* DATA FOR THIS EXERCISE:

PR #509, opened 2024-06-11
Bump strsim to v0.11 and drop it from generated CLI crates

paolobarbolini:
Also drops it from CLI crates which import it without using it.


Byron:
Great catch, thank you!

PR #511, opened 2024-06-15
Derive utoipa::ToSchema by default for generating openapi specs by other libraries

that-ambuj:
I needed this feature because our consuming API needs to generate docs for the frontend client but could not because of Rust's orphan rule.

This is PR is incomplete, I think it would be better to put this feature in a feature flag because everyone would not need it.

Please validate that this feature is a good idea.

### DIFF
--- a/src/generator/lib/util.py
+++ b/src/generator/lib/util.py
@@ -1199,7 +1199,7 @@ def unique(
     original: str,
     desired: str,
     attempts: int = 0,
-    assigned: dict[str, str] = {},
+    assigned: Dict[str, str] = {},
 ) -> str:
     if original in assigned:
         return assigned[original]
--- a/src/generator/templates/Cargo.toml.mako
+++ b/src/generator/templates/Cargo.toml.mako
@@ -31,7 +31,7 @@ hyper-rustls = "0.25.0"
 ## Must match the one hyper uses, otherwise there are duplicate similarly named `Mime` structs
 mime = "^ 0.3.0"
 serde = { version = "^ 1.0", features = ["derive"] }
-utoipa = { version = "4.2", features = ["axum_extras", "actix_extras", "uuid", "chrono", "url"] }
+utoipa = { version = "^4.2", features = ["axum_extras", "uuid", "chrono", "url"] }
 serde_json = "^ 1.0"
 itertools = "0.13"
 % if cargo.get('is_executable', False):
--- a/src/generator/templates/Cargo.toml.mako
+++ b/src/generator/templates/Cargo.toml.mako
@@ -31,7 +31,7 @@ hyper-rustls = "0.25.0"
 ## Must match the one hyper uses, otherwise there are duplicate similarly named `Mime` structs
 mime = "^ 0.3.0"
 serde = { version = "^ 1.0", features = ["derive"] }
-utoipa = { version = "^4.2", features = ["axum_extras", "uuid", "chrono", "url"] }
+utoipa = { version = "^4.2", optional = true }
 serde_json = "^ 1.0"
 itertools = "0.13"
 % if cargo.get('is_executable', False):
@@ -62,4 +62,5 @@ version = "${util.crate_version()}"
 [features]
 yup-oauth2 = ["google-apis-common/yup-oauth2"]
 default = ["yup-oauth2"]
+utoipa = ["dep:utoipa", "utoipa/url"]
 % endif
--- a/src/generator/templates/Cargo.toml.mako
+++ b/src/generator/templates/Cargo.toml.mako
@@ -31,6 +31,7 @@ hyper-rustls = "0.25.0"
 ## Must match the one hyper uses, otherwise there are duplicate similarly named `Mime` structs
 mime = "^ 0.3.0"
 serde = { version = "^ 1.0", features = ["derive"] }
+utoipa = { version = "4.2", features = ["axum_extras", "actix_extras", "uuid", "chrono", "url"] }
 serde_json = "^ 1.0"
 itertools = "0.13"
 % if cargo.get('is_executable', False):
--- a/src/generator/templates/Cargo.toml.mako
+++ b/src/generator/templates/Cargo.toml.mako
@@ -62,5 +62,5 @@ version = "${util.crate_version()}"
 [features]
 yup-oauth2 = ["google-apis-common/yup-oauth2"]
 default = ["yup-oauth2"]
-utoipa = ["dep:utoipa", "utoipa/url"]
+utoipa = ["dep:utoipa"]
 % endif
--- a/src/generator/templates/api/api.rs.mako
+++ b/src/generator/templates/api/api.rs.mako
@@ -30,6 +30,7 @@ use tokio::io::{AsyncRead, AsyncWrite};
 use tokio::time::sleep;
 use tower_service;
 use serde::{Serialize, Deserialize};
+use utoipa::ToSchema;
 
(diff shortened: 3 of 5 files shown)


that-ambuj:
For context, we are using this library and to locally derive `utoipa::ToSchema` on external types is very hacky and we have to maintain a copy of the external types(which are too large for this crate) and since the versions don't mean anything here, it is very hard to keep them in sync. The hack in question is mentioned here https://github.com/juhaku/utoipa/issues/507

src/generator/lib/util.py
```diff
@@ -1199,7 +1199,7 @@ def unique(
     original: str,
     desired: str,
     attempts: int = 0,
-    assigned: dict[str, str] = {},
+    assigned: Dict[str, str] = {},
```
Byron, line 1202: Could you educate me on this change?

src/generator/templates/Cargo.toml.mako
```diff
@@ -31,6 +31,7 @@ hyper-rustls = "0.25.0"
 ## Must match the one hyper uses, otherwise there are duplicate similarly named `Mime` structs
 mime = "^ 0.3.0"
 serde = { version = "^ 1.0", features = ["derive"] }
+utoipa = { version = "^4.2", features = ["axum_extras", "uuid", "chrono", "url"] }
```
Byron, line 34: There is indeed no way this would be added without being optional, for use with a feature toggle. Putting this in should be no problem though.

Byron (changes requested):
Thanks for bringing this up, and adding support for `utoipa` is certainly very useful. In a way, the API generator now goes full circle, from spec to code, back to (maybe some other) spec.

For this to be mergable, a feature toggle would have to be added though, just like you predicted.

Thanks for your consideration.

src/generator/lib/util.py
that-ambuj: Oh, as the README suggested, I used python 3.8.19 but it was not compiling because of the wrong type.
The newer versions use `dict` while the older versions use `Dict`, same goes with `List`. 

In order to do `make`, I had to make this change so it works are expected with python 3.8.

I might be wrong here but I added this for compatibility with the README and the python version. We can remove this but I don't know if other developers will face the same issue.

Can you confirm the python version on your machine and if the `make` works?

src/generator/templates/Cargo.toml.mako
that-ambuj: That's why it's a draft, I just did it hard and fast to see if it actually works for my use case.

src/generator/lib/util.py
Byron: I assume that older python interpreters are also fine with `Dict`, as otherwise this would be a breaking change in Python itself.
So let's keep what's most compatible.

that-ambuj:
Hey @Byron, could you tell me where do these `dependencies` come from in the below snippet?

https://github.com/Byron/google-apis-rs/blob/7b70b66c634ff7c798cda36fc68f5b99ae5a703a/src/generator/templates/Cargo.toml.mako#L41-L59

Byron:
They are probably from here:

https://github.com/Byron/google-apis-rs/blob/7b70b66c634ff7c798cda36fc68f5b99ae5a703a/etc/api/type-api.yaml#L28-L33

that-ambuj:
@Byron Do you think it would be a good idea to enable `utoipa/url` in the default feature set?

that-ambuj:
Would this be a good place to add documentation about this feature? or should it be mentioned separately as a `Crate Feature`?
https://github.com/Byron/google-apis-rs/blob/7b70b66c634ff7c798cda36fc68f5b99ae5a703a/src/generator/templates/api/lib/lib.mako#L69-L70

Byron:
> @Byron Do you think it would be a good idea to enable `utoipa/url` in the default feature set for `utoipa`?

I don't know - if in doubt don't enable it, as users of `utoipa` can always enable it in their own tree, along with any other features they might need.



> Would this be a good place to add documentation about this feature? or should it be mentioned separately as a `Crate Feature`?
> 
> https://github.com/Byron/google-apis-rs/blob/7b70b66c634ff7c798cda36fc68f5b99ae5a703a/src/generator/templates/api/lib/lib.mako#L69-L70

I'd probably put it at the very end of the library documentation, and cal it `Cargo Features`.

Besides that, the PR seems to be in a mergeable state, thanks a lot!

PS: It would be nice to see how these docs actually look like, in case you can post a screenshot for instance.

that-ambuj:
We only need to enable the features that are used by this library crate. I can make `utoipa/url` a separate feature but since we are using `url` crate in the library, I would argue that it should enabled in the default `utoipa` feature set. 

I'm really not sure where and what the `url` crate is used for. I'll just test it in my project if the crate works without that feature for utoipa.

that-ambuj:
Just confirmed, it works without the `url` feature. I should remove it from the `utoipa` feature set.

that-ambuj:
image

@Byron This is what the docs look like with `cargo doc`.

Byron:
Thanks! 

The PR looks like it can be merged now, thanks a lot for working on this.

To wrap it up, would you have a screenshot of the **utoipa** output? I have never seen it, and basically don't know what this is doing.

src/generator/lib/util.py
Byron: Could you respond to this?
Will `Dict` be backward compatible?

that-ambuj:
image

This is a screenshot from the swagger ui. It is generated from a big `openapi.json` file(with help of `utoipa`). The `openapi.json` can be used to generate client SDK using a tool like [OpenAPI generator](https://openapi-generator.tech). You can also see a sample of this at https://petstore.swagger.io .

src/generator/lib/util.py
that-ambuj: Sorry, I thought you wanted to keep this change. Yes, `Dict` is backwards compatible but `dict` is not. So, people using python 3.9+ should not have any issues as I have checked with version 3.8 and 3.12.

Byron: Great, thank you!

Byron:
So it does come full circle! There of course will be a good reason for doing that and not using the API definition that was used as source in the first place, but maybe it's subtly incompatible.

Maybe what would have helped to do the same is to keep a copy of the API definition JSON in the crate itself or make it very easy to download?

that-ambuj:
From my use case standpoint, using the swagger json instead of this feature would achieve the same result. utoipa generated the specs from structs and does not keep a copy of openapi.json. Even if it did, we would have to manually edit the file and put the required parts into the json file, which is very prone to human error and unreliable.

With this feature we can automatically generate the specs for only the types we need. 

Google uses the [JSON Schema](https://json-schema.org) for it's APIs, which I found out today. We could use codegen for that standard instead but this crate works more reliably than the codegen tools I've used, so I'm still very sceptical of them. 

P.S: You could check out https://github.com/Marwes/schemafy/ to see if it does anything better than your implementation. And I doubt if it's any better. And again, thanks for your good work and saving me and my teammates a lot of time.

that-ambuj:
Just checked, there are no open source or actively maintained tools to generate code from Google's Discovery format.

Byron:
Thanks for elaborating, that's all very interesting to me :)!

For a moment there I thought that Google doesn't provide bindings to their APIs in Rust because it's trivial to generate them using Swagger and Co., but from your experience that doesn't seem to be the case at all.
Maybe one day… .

* TASK PROMPT:
Copy every line of the entries above in which "idea" occurs.

* SOLUTION FOR THIS EXERCISE:
Please validate that this feature is a good idea.
@Byron Do you think it would be a good idea to enable `utoipa/url` in the default feature set?
> @Byron Do you think it would be a good idea to enable `utoipa/url` in the default feature set for `utoipa`?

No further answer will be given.